-- TASK INPUTS follows --

PR #512, opened 2016-02-16
ims_usrloc_scscf: fix link_contact_to_impu()  -  was crashing with maxcontact_behaviour == 2

dragos-oancea:
link_contact_to_impu() does not behave as intended - it will return immediately because ptr==contact .
This will lead to a crash when current contact is always different than the previous. 
To prevent this, I set ptr to 0 as it points to a chunk of freed memory anyway.
Removed call to  unlink_contact_from_impu() as I believed is redundant and it leads to double free.
This is an usual scenario and it happens with devices that reconnect on TCP , and they change the src port every time , and then the contact will be different.

### DIFF
--- a/modules/ims_usrloc_scscf/impurecord.c
+++ b/modules/ims_usrloc_scscf/impurecord.c
@@ -479,6 +479,7 @@ int insert_scontact(impurecord_t* _r, str* _contact, ucontact_info_t* _ci, ucont
                     LM_DBG("Too many contacts already registered, overwriting oldest for IMPU <%.*s>\n", _r->public_identity.len, _r->public_identity.s);
                     //we can just remove the first one seeing the contacts are ordered on insertion with newest last and oldest first
 		    mem_delete_ucontact(_r->newcontacts[0]);
+			_r->newcontacts[0] = 0;
                     break;
                 default://unknown
                     LM_ERR("unknown maxcontact behaviour..... ignoring\n");
@@ -1027,9 +1028,6 @@ int link_contact_to_impu(impurecord_t* impu, ucontact_t* contact, int write_to_d
 
     if (i < MAX_CONTACTS_PER_IMPU) {
         LM_DBG("contact [%.*s] needs to be linked to impu [%.*s] at position %d\n", contact->c.len, contact->c.s, impu->public_identity.len, impu->public_identity.s, i);
-        if (overwrite)
-            unlink_contact_from_impu(impu, impu->newcontacts[i], write_to_db, 0 /*implicit dereg of contact */); //unlink the contact we are overwriting
-
         impu->num_contacts = i + 1; //we always bump this - as unlink (in overwrite would have decremented)
         impu->newcontacts[i] = contact;
         ref_contact_unsafe(contact);


miconda:
Ping to @jaybeepee, @richardgood and @ngvoice for comments or merging.

dragos-oancea:
Hi Jason, 

Sure, send me the patch , I will test it.

Cheers,
Dragos

jaybeepee:
Here you go Dragos. This is the full patch (from modules directory). There are a few changes across various modules, mostly improvements and fixes. So you can test them all. But let me know if the usrloc fixes fix your immediate issue.

Cheers
Jason

jaybeepee:
+attachment

[kamailio-diff-dragos.zip](https://github.com/kamailio/kamailio/files/136361/kamailio-diff-dragos.zip)

dragos-oancea:
Thank you Jason, looks good so far. I compiled and ran the patches on a test machine.  I will keep on using the machine these days and report back.

dragos-oancea:
Hi Jason, I had no crash so far with your patches. 

However, I observed some strange behaviour which I have not seen before applying the patches:
1. A timeout for a reply to REGISTER.
 A 200 OK reply is expected but nothing happens. This is with the P-cscf and it does not occur all the time. I restart the P and it starts replying again. I have not noticed anything peculiar in the logs which might explain this.

2. when I stop kamailio, there is a process hanging for 1 minute (cdp) . log :
DEBUG: cdp [session.c:305]: cdp_get_session(): called get session with id pcscf.ims.mnc001.mcc001.3gppnetwork.org;2979852027;5 and hash 103
[it waits 1 minute and then shuts down: ]
CRITICAL: <core> [main.c:637]: sig_alarm_abort(): shutdown timeout triggered, dying...

Regards,
Dragos

kamailio-sync:
Hey Dragos, thanks for the feedback.

Re. the REGISTER/200OK problem. Is there any chance you can send me a debug
log and pcap? how easily recreatable?

Also can you confirm the following signalling so I understand your use case:

REG=>
<=401
REG=>
<=200 (At this stage the P-CSCF is not forwarding back to UE) - is that
correct?

Cheers
Jason

dragos-oancea:
Hi Jason, 

Actually is more strange, and I do not exclude a diameter problem or an issue with my environment now.
The  P forwards the REGISTER to the I , I to the S , S sends back 401 back to the I , and then it  arrives at the P , and then on UE.  Then UE sends REGISTER again (challenge/response) but this second REGISTER does make it past the I , nothing comes back from the I , and then the P generates a 504 Server Time-out which is being sent to UE. 
Funny thing is that when I restart the P (and not the I !) , registration starts to function normally again.
I could not reproduce today .  I will send some logs from last week to your email if it's okay with you.

Dragos

kamailio-sync:
Yes, that does sound strange. Yes, by all means, send to my email.

Cheers
Jason

miconda:
What is the status for this PR? Still needs time or already handled with other commits?

kamailio-sync:
Fixed with other commits.

miconda:
OK, closing it.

-- TASK INPUTS concluded --

EXERCISE DESCRIPTION: Reproduce every line of the entries above, unchanged, from the very first one down to and including the line containing "mem_delete_ucontact(_r->newcontacts[0]);".

SOLUTION FOR THIS EXERCISE:
PR #512, opened 2016-02-16
ims_usrloc_scscf: fix link_contact_to_impu()  -  was crashing with maxcontact_behaviour == 2

dragos-oancea:
link_contact_to_impu() does not behave as intended - it will return immediately because ptr==contact .
This will lead to a crash when current contact is always different than the previous. 
To prevent this, I set ptr to 0 as it points to a chunk of freed memory anyway.
Removed call to  unlink_contact_from_impu() as I believed is redundant and it leads to double free.
This is an usual scenario and it happens with devices that reconnect on TCP , and they change the src port every time , and then the contact will be different.

### DIFF
--- a/modules/ims_usrloc_scscf/impurecord.c
+++ b/modules/ims_usrloc_scscf/impurecord.c
@@ -479,6 +479,7 @@ int insert_scontact(impurecord_t* _r, str* _contact, ucontact_info_t* _ci, ucont
                     LM_DBG("Too many contacts already registered, overwriting oldest for IMPU <%.*s>\n", _r->public_identity.len, _r->public_identity.s);
                     //we can just remove the first one seeing the contacts are ordered on insertion with newest last and oldest first
 		    mem_delete_ucontact(_r->newcontacts[0]);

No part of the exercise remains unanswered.